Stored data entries
Issue #3514, opened 2017-05-23
RFE: add --debug option to hugo server


vassudanagunta:
It would be nice to have a hugo server mode that helps you figure why a page isn't rendering the way you expected. 

For example, the [Single Page Template Lookup Order](https://hugodocs.info/templates/single-page-templates/#single-page-template-lookup-order) is not trivial, and results can differ from expectations because a theme may or may not define a template, and so forth. It would be tremendously helpful if the path to the template used were printed at the bottom of each page. 

`--debug` output can be enhanced over time, but for starters it would useful to have the following debug info appended to the bottom of every page served:

- the path to the source content file (`.File.Path`)
- the path to the layout template used
- any [Page Variables](https://hugodocs.info/variables/page/#page-variables) useful for debugging 
- all values stored in Scratch (`.Scratch`)

vassudanagunta:
Once I get the time to learn enough Go to implement this, I'll give it a stab if no one else has.

PR #3741, opened 2017-07-27
add --debug option to be improved on over time

maxandersen:
Why:

 * first time using hugo I got very little info from --verbose output
   but I noticed there is quite a lot of useful DEBUG logging
 * asked for in other issues like https://github.com/gohugoio/hugo/issues/3514

This change addreses the need by:

 * adding a simple --debug flag which simply turns on debug level in stdout
   and logoutput if enabled.

### DIFF
--- a/commands/hugo.go
+++ b/commands/hugo.go
@@ -143,6 +143,7 @@ var (
 	renderToMemory bool // for benchmark testing
 	verbose        bool
 	verboseLog     bool
+	debug          bool
 	quiet          bool
 )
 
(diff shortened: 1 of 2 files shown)


maxandersen:
so i've signed the CLA but it still wont let me pass ;/

digitalcraftsman:
Hello @maxandersen,

first of all thanks for your contribution. I've seen another issue with the same problem. Please click on the recheck button in the CLA comment above if you haven't already done this.

I browsed the issues in the repo for the CLA assistant. Is it possible that you use two GitHub accounts? A problem described in one issue was that the submitter used account A to sign the CLA sometime ago but used account B to submit a pull request.

bep:
@digitalcraftsman I think I know what the problem with the CLA is, I will check.

maxandersen:
okey, seems CLA is now only showing up once and is all good - now it says "appveyor was unable to build non-m..." and I can't see the details on that to know what is failing ? any ideas ?

maxandersen:
btw. looking some more I'm starting to think it might make more sense to add a ``--verboselevel string  set level of verbose logging level. Possible values are TRACE, DEBUG, INFO, WARN, ERROR, CRITICAL, FATAL``

Suggesting this as i've found both trace and debug levels in the source code.

WDYT ?

Issue #3744, opened 2017-07-27
tpl: TestMethodToName fails with gccgo


anthonyfok:
With gccgo-7:

```
$ go-7 version
go version go1.8.1 gccgo (Debian 7.1.0-10) 7.1.0 linux/amd64
```

`go-7 test` produces the following error:

```
=== RUN   TestMethodToName
--- FAIL: TestMethodToName (0.00s)
        Error Trace:    templatefuncRegistry_test.go:32
	Error:		Not equal: "MyTestMethod" (expected)
			        != "$thunk0" (actual)
		
FAIL
FAIL	github.com/gohugoio/hugo/tpl/internal	0.916s
```

Is it safe to just skip the test on gccgo with `// +build !gccgo` in tpl/internal/templatefuncRegistry_test.go (which contains only one test, TestMethodToName())?

Or is this a concern that may cause a gccgo-compiled Hugo to fail with certain templates?

Many thanks!

References:

* https://github.com/golang/go/issues/3901
* https://bugs.launchpad.net/gocheck/+bug/1250253

bep:
>Or is this a concern that may cause a gccgo-compiled Hugo to fail with certain templates?

No, then there would be more template func test failures. I don't remember the code path here, but I expect there to be a symmetry here, so `$thunk0` is an identifier good as any.

anthonyfok:
>Or is this a concern that may cause a gccgo-compiled Hugo to fail with certain templates?
>> No, then there would be more template func test failures. I don't remember the code path here, but I expect there to be a symmetry here, so `$thunk0` is an identifier good as any.

Thank you for your reassurance!  I'll file a PR to accommodate gccgo in TestMethodToName then.

PR #3745, opened 2017-07-27
releaser: Add mips{,64}{,le}, ppc64{,le} and s390x archs

anthonyfok:
To my pleasant surprise, cgo is amazing at cross-compiling even for architectures that it does not yet provide an official compiler for, especially for MIPS, and the resulting `hugo` binaries really do work!

### DIFF
--- a/goreleaser.yml
+++ b/goreleaser.yml
@@ -15,6 +15,13 @@ build:
     - 386
     - arm
     - arm64
+    - mips
+    - mipsle
+    - mips64
+    - mips64le
+    - ppc64
+    - ppc64le
+    - s390x
   ignore:
     - goos: openbsd
       goarch: arm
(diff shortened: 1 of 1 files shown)


bep:
This would add too much to build time, build complexity and maintenance -- we're not adding this just because we can. Also, we don't have CI test setups for these.

anthonyfok:
> This would add too much to build time, build complexity and maintenance -- we're not adding this just because we can. Also, we don't have CI test setups for these.

* Build time and build complexity: no so much, since these 7 architectures are valid only on Linux, so there are just 7 more to build, rather than 14 or 21 or 28.
* Maintenance and lack of CI test setup: I guess we could tell the users that these are provided for the end user's convenience but not officially supported?  :-)

But then, it came to the real deal breaker: Is there any user demand for these extra architectures?  Right now, I guess not, as I haven't noticed anyone asking for them on GitHub or on Discourse, so, until someone actually wants them, this issue is moot.

Though I guess, if there is any demand, it could be partially fulfilled by the cross-platform support provided by Debian and the likes.  Not quite there yet, as seen on 
https://buildd.debian.org/status/package.php?p=hugo&suite=sid, but I think I finally figured out how to solve the build failures on Debian mips, mipsel, mips64el and s390x, see #3744 and golang/go#18031.  Hope to finally to get them to build correctly soon!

▸ ABOUT THIS EXERCISE: Return each line from the data where the string "noticed" can be found.

▸ RESULT:
   but I noticed there is quite a lot of useful DEBUG logging
But then, it came to the real deal breaker: Is there any user demand for these extra architectures?  Right now, I guess not, as I haven't noticed anyone asking for them on GitHub or on Discourse, so, until someone actually wants them, this issue is moot.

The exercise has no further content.